我正在尝试创建一个预测函数,在该函数中我可以返回输入矩阵最接近的簇。我不确定自己是否正确,因为每个预测都需要很长时间才能得出预测。 我在下面为我的KMeans算法创建了一个类:
import numpy as np
import tensorflow as tf
class KmeansTensorflow:
def __init__(self, input_matrix, num_clusters):
self._input = input_matrix.todense()
self._num_clusters = num_clusters
def train(self):
with tf.Session() as sess:
k = self._num_clusters
# select random points as a starting position
start_pos = tf.Variable(self._input[np.random.randint(self._input.shape[0], size=k), :],
dtype=tf.float32)
self.centroids = tf.Variable(start_pos.initialized_value(), 'S', dtype=tf.float32)
# populate points
points = tf.Variable(self._input, 'X', dtype=tf.float32)
ones_like = tf.ones((points.get_shape()[0], 1))
prev_assignments = tf.Variable(tf.zeros((points.get_shape()[0],), dtype=tf.int64))
# find the distance between all points: http://stackoverflow.com/a/43839605/1090562
p1 = tf.matmul(
tf.expand_dims(tf.reduce_sum(tf.square(points), 1), 1),
tf.ones(shape=(1, k))
)
p2 = tf.transpose(tf.matmul(
tf.reshape(tf.reduce_sum(tf.square(self.centroids), 1), shape=[-1, 1]),
ones_like,
transpose_b=True
))
distance = tf.sqrt(tf.add(p1, p2) - 2 * tf.matmul(points, self.centroids, transpose_b=True))
# assign each point to a closest centroid
point_to_centroid_assignment = tf.argmin(distance, axis=1)
# recalculate the centers
total = tf.unsorted_segment_sum(points, point_to_centroid_assignment, k)
count = tf.unsorted_segment_sum(ones_like, point_to_centroid_assignment, k)
means = total / count
# continue if there is any difference between the current and previous assignment
is_continue = tf.reduce_any(tf.not_equal(point_to_centroid_assignment, prev_assignments))

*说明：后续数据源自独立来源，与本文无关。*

PR #1103, opened 2026-07-17
Add JekyllLayoutConverter for CSS bundle tag migration

### LINKED ISSUE #1070: Conversion Jekyll to Roq: Fix needed to improve Lighthouse performance score
As with #1069, I'm not sure if this is a converter issue or a Roq issue, but since they live in the same repo, raising this here while I figure which code to blame. :)

The lighthouse reports performance ranking for quarkus.io dropped from [49](https://storage.googleapis.com/lighthouse-infrastructure.appspot.com/reports/1782923375367-10880.report.html) to [42](https://storage.googleapis.com/lighthouse-infrastructure.appspot.com/reports/1783347017042-92460.report.html) after conversion. There's so many issues in the original site it's hard to figure out the diff. I *think* all the audits are the same but it's just that the timings are worse, especially "total blocking time". That will make it hard to fix :( 

I also don't know how much volatility there is in the results, we will need more runs to gather a sense.

Some things got *better* post-conversion (the audits pass for Roq but not Jekyll):

Image

holly-cummins:
Fixes #1070 

The bulk of the slower performance was caused by two css files that couldn't be found, causing a 404. Some delay was also caused by having the `{#bundle}` right after `<head>`. This fixes all three of those issues, by 

- Putting the  {#bundle} declaration where the first original css import is
- Removing all the old css imports, since the bundle handles everything, and 404s are slow 

This eliminates 404 errors from broken static/bundle/app.css references that caused ~100-200ms Lighthouse TBT regression in Jekyll migrations.

Obviously, these classes need to be called, but that's another PR.

### DIFF
--- a/migration/src/main/java/io/quarkus/tools/JekyllLayoutConverter.java
+++ b/migration/src/main/java/io/quarkus/tools/JekyllLayoutConverter.java
@@ -1,0 +1,58 @@
+package io.quarkus.tools;
+
+import java.io.BufferedReader;
+import java.io.IOException;
+import java.io.StringReader;
+import java.io.StringWriter;
+import java.util.regex.Pattern;
+
+/**
+ * Converts Jekyll layout HTML to Roq layout HTML.
+ * Primarily handles replacing /assets/css/ stylesheet links with {#bundle /} tag.
+ */
+public class JekyllLayoutConverter {
+
+    private static final Pattern ASSETS_CSS_PATTERN = Pattern.compile(".*href=.*['\"].*?/assets/css/.*");
+
+    /**
+     * Replace the first /assets/css/ stylesheet link with {#bundle /} and remove
+     * any additional /assets/css/ links.
+     *
+     * This positions the web-bundler tag where Jekyll's main CSS was located,
+     * preserving the CSS load order while removing redundant references.
+     *
+     * Preserves:
+     * - Non-assets CSS (e.g., /guides/stylesheet/config.css)
+     * - External CDN CSS (e.g., https://use.fontawesome.com/...)
+     * - All other HTML
+     *
+     * @param content HTML content to convert
+     * @return Converted HTML with bundle tag replacing /assets/css/ links
+     * @throws IOException if reading the content fails
+     */
+    public String replaceAssetsCssWithBundle(String content) throws IOException {
+        StringWriter output = new StringWriter();
+        boolean bundleTagInserted = false;
+
+        try (BufferedReader reader = new BufferedReader(new StringReader(content))) {
+            String line;
+            while ((line = reader.readLine()) != null) {
+                if (ASSETS_CSS_PATTERN.matcher(line).matches()) {
+                    if (!bundleTagInserted) {
+                        // Replace first /assets/css/ link with {#bundle /}
+                        // Preserve indentation from the original line
+                        String indentation = line.substring(0, line.indexOf('<'));
+                        output.write(indentation + "{#bundle /}\n");
+                        bundleTagInserted = true;
+                    }
+                    // Skip this line (first replacement already done, or additional link to remove)
+                } else {
+                    output.write(line);
+                    output.write('\n');
+                }
+            }
+        }
+
+        return output.toString();
+    }
+}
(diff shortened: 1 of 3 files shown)


migration/src/main/java/io/quarkus/tools/JekyllLayoutConverter.java
```diff
@@ -0,0 +1,58 @@
...
+            while ((line = reader.readLine()) != null) {
+                if (ASSETS_CSS_PATTERN.matcher(line).matches()) {
+                    if (!bundleTagInserted) {
+                        // Replace first /assets/css/ link with {#bundle /}
+                        // Preserve indentation from the original line
+                        String indentation = line.substring(0, line.indexOf('<'));
+                        output.write(indentation + "{#bundle /}\n");
+                        bundleTagInserted = true;
+                    }
+                    // Skip this line (first replacement already done, or additional link to remove)
```
jtama, line 48: It feels like an elegant way to remove duplication ❤️

migration/src/test/java/io/quarkus/tools/JekyllLayoutConverterTest.java
```diff
@@ -0,0 +1,173 @@
...
+        String result = converter.replaceAssetsCssWithBundle(input);
+
+        // Expected output
+        String expected = """
+                <head>
+                  <title>{{ page.title }}</title>
+                  <meta charset="utf-8">
+                  <link rel="canonical" href="{{ canonical_url | prepend: site.url }}">
+                  <link rel="shortcut icon" type="image/png" href="/favicon.ico" >
+                  <link rel="stylesheet" href="/guides/stylesheet/config.css" />
```
jtama, line 164: Just a question. Shouldn't that be also bundled ?

holly-cummins: Yeeees, it does feel like it should. Let me have a look.

holly-cummins: Oh, I know why! I think it's because the imaginary user in this test case chose to put their css in a weird place. And I think Roq only considers css in assets eligible for bundling.

holly-cummins: Er, I just double-checked, and it's not assets, it's:

  1. web/ directory (project root - what Roq usually uses)
  2. src/main/resources/web/app/ (standard Quarkus Web Bundler location, but Roq usually uses project root web/ instead)
  
  But in any case, not /content. 

Now, you could say the converter should be aggressive and move strangely-placed css to somewhere where it can get bundled, but I don't know if that would be what users would want.

jtama: mkay, so the use case is, if for some reason, user doesn't want it's css to be bundled. In which case we respect it's choice and make it work anyway.

shouldn't we emit a warning though ? Inviting the user to follow prescribed folder standards ?

holly-cummins: You're right, we should alert the user their choice is causing them to miss out. The only downside is the conversion runs are SO VERBOSE that any warning will be totally lost. But that's not a reason not to do it; we can warn now, and deal with verbosity later.

jtama: Ok so _maybe_, we leave it has is, but create an issue, as follow up for when we have a full jekyll to conversion.

We could have a file summary that gathers warning.

holly-cummins: That would be really nice. I'll raise an issue to track adding the right warnings, removing the wrong chattiness, and making a nice summary.

holly-cummins: I've raised https://github.com/quarkiverse/quarkus-roq/issues/1126

jtama (approved):
LGTM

with tf.control_dependencies([is_continue]):
loop = tf.group(self.centroids.assign(means), prev_assignments.assign(point_to_centroid_assignment))
# sess = tf.Session()
sess.run(tf.global_variables_initializer())
# do many iterations. Hopefully you will stop because of has_changed is False
has_changed, cnt = True, 0
while has_changed and cnt < 1000:
cnt += 1
has_changed, _ = sess.run([is_continue, loop])
res = sess.run(point_to_centroid_assignment)
return list(res)
这是我的预测功能:
def predict(self, input_vector):
with tf.Session() as sess:
points = tf.Variable(input_vector, 'P', dtype=tf.float32)
ones_like = tf.ones((points.get_shape()[0], 1))
p1 = tf.matmul(
tf.expand_dims(tf.reduce_sum(tf.square(points), 1), 1),
tf.ones(shape=(1, self._num_clusters))
)
p2 = tf.transpose(tf.matmul(
tf.reshape(tf.reduce_sum(tf.square(self.centroids), 1), shape=[-1, 1]),
ones_like,
transpose_b=True
))
distance = tf.sqrt(tf.add(p1, p2) - 2 * tf.matmul(points, self.centroids, transpose_b=True))
point_to_centroid_assignment = tf.argmin(distance, axis=1)
sess.run(tf.global_variables_initializer())
res = sess.run(point_to_centroid_assignment)
return res
当我运行predict()时,通常需要一分钟才能得出结果。